# Boston Butt, Stall @ 145?



## legacyofbob (Apr 5, 2013)

Hey guys,

I'm in the middle of a 8lb Boston Butt smoke and I noticed the temperature has been holding at 145 for 90 minutes or so now.  Do you think it's possible to stall this low?  Or is this an indicator that my temperature probe is too close to the bone?  I'm going to check it shortly with my instant-read just to make sure.

Thanks.


----------



## dirtsailor2003 (Apr 5, 2013)

Yes the stall can occur at 145*. My last one stalled out at 147* for almost 3 hours!!!


----------



## sound1 (Apr 5, 2013)

Let it go...90 minutes is nothing for a stall. Every chunk has it's own personality and 145 is not that unusual.  What temp you cooking at?


----------



## legacyofbob (Apr 5, 2013)

Been able to keep it at 225-235 since I started (almost 14 hours at this point.) I'm slightly worried that I'm only at 149 now since I thought it would be 12-16 hours.  

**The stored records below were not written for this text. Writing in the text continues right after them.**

PR #4496, opened 2021-01-12
[repoviewer] Suppress bundles under GAV pseudo-BSNs

### LINKED ISSUE #3383: Bndtools gets confused with Maven coordinates
With the MvnBndRepository, if a coordinate points to a bundle the Bndtools uses the BSN as the name in the repository tree. If it does not, then it uses the pseudo-BSN (of the form is G:A) followed by an exclamation mark indicating a potential problem.

The issue I discovered by accident is when you have two versions of the same artifact, and one is a bundle and the other is not. The one that is a bundle gets listed twice - once under its BSN, and once under the pseudo-BSN:

Duplicate Maven Bundle

I have verified that both of the 1.5.1 versions point to the same file/jar.

Should probably suppress the 1.5.1 from appearing under the pseudo-BSN node.

kriegfrj:
Prior to this fix, if there were bundle and non-bundle versions of a jar
in (eg) a MavenBndRepository, there would be two root entries - one
with the full BSN, and the other with a pseudo-BSN of the form group:artifact.
The plain jars would appear under the pseudo-BSN while the true bundles
would appear under both. With this fix, the bundles will be filtered from the
G:A node so that they only appear once under their actual BSN.

Fixes #3383.

### DIFF
--- a/bndtools.core/src/bndtools/model/repo/RepositoryTreeContentProvider.java
+++ b/bndtools.core/src/bndtools/model/repo/RepositoryTreeContentProvider.java
@@ -13,6 +13,7 @@ import java.util.Map;
 import java.util.Map.Entry;
 import java.util.Set;
 import java.util.SortedSet;
+import java.util.stream.Stream;
 
 import org.bndtools.api.ILogger;
 import org.bndtools.api.Logger;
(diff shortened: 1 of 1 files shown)


bjhargrave (approved):

bjhargrave:
Thanks!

I did double-check with my instant read and it agreed on the temp.

Thanks.


----------



## dirtsailor2003 (Apr 5, 2013)

If you can bump the heat up, 250*-265* I've been smoking mine at 265* and they still turn out fantastic! What kind of smoker are you using?


----------



## Bearcarver (Apr 5, 2013)

LegacyOfBob said:


> Been able to keep it at 225-235 since I started (almost 14 hours at this point.) I'm slightly worried that I'm only at 149 now since I thought it would be 12-16 hours.
> 
> I did double-check with my instant read and it agreed on the temp.
> 
> Thanks.


Could star going nuts any time now.

I've already come out of a stall & go up 40 degrees in one hour.

Bear


----------



## scootermagoo (Apr 5, 2013)

You can push the temp up if you want, 275° if you like.  Butts are forgiving.  Help it through the stall.  That is my 2 cents, some people may disagree.


----------



## legacyofbob (Apr 5, 2013)

dirtsailor2003 said:


> If you can bump the heat up, 250*-265* I've been smoking mine at 265* and they still turn out fantastic! What kind of smoker are you using?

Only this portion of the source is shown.